Si a los jugadores cansaba la nueva modalidad, si a los entrenadores molestaba que los otrora días de guardar se convirtieran en baños de multitudes, si a los preparadores físicos se les despojaba del único instante para afinar músculos y condiciones aeróbicas, si a los locales se les cobraba a precio de oficial lo que eran partiditos llenos de suplentes y faltos de calidad, todo eso era lo de menos. Algo tenía que hacerse para incrementar ingresos. Y funcionó.

 

Valga tan largo preámbulo para referirnos al giro que esas pretemporadas dieron: que Asia pasó pronto de moda y fue reemplazada por ese último reducto al que el evangelio del balón redondo (y pateado con los pies) no había penetrado: Estados Unidos.

 

Está además el mercado árabe, las millonadas pagadas por Dubái, Qatar, Abu Dabi, para mandar traer a los trabucos europeos, con la desventaja (misma que para elegir sede mundialista, la FIFA ignoró) de que en julio y agosto es imposible efectuar trabajo físico en el ardiente Golfo Pérsico.

 

Un buen artículo publicado por la BBC, recordaba el partido Manchester United-Juventus, en el que el sonido local del Giants Stadium se refirió a la presencia del legendario Bobby Charlton modificándole el nombre: Bobby Carlton, le dijeron.

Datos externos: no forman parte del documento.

PR #4627, opened 2022-09-04
New `Cache::getOrSet()` method

distantnative:
### Feature
- New `Cache::getOrSet($key, $callback, $minutes)` method: Retrieves the value from cache if possible, if not via callback function and adds it to the cache

Makes for much compacter code:
```php
$value = $cache->getOrSet('my.key', function () { ... });
```
instead of
```php
$value = $cache->get('my.key');

if ($value !== null) {
    return $value;
}

// logic to retrieve value
$value = ....

$cache->set('my.key', $value);
return $value;
```

## Ready?

### For review team

### DIFF
--- a/src/Cache/Cache.php
+++ b/src/Cache/Cache.php
@@ -156,16 +156,17 @@ abstract class Cache
 	 */
 	public function getOrSet(
 		string $key,
-		Closure $getter,
+		Closure $result,
 		int $minutes = 0
 	): mixed {
-		if ($value = $this->get($key)) {
-			return $value;
+		$value  = $this->get($key);
+		$result = $value ?? $result();
+
+		if ($value === null) {
+			$this->set($key, $result, $minutes);
 		}
 
-		$value = $getter();
-		$this->set($key, $value, $minutes);
-		return $value;
+		return $result;
 	}
 
 	/**
--- a/src/Cache/Cache.php
+++ b/src/Cache/Cache.php
@@ -152,6 +152,7 @@ abstract class Cache
 	 * Returns a value by either getting it from the cache
 	 * or via the callback function which then it stored in
 	 * the cache for future retrieval
+	 * @since 3.8.0
 	 */
 	public function getOrSet(
 		string $key,
--- a/src/Cache/Cache.php
+++ b/src/Cache/Cache.php
@@ -150,7 +150,7 @@ abstract class Cache
 
 	/**
 	 * Returns a value by either getting it from the cache
-	 * or via the callback function which then it stored in
+	 * or via the callback function which then is stored in
 	 * the cache for future retrieval. This method cannot be
 	 * used for `null` as value to be cached.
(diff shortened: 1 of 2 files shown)


src/Cache/Cache.php
```diff
@@ -143,22 +111,72 @@ public function expired(string $key): bool
...
+	 * the cache for future retrieval
+	 */
+	public function getOrSet(
+		string $key,
+		Closure $getter,
+		int $minutes = 0
+	): mixed {
+		if ($value = $this->get($key)) {
+			return $value;
+		}
```
afbora: Can the cache value be `false`? Technically it seems possible, but if there is a real use, we need to change this line.

src/Cache/Cache.php
```diff
@@ -143,22 +111,72 @@ public function expired(string $key): bool
...
+
+		// return the pure value
+		return $value->value();
+	}
+
+	/**
+	 * Returns a value by either getting it from the cache
+	 * or via the callback function which then it stored in
+	 * the cache for future retrieval
```
afbora:
```suggestion
	 * the cache for future retrieval
	 * @since 3.8.0
```

src/Cache/Cache.php
```diff
@@ -143,22 +111,74 @@ public function expired(string $key): bool
...
+	public function getOrSet(
+		string $key,
+		Closure $result,
+		int $minutes = 0
+	): mixed {
+		$value  = $this->get($key);
+		$result = $value ?? $result();
+
+		if ($value === null) {
+			$this->set($key, $result, $minutes);
```
lukasbestle, line 167: If a user explicitly stores `null` in the cache (for whatever reason), this code will treat the value like it wasn't stored. For consistency and reliability, I think we should differentiate between these cases.

What we could do is to move the expiry check from `get()` into a new protected method like `retrieveValid(string $key): Value|null`. The `get()` method can then just do:

```php
$value = $this->retrieveValid($key);

if ($value) {
	return $value->value();
}

return $default;
```

(Note: something like `$this->retrieveValid($key)?->value() ?? $default` will again *not* work for the same reason.)

The logic in `getOrSet()` can then be changed to:

```php
$value = $this->retrieveValid($key);

if ($value) {
	return $value->value();
}

$result = $result();
$this->set($key, $result, $minutes);

return $result;
```

distantnative: I feel like `retrieveValid` would over engineer it a bit - and I'd find it hard to understand the difference as user. We use the pattern of `getOrSet` in a few places already - in situations where the cached value cannot be `null`. I think it would be a lot easier to just add a comment to the docblock that this cannot be used on a `null` cache value - which would be an extreme edge case anyways.

lukasbestle: Fine for me. :)

lukasbestle (approved):

PR #4631, opened 2022-09-05
Fix table layout heading alignment

### LINKED ISSUE #4630: table layout: alignment does not affect column heading
When aligning right in the pagetable extension, the column heading also aligns right, but in the new table layout the column heading is unaffected.

I feel this is the wrong behavior.

afbora:
## This PR …

Fixes table layout heading alignment and some RTL issues.

### Fixes
- table layout heading alignment working properly #4630 

### Breaking changes
None

## Ready?

### For review team

### DIFF
--- a/panel/src/components/Layout/Table.vue
+++ b/panel/src/components/Layout/Table.vue
@@ -14,6 +14,7 @@
 				<th
 					v-for="(column, columnIndex) in columns"
 					:key="columnIndex + '-header'"
+					:data-align="column.align"
 					:data-mobile="column.mobile"
 					:style="'width:' + width(column.width)"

Resumen perfecto de que nadie en la Unión Americana se interesaba o entendía ese juego de patadas, tan distinto a lo que pasa hoy.

 

A unas semanas del cierre del Mundial que confirmó en definitiva la pasión estadounidense por el futbol (masas en Chicago o Nueva York viendo partidos; celebridades, políticos y deportistas desbordados en mensajes por redes sociales; personajes como Leonardo Di Caprio, Joe Biden o Kobe Bryant en pleno estadio; olas de explosiva euforia y cánticos por la selección local), la pretemporada europea ha sido más estadounidense que nunca.

 

Manchester United, Real Madrid, Bayern Múnich, Inter, Roma, Milán, Liverpool, Manchester City, abarrotaron estadios y eventos en los Estados Unidos. Casi con la excepción del Barcelona o Chelsea, la completa élite europea.

 

Es la nueva meca para hacer pretemporada y tiende a crecer como tal.

 

El futbol sigue demandando mayores ingresos para confeccionar más poderosas plantillas y pagar más elevados gastos. La respuesta parece venir pintada en barras y estrellas, tal como antes lo entendieron selección y clubes mexicanos, desplazados a la vecina nación para sus amistosos. El costo es el mismo que en nuestro país ya conocemos: sacrificar lo deportivo a cambio de lo económico.

 

Alberto Lati

Las opiniones expresadas por los columnistas son independientes y no reflejan necesariamente el punto de vista de 24 HORAS.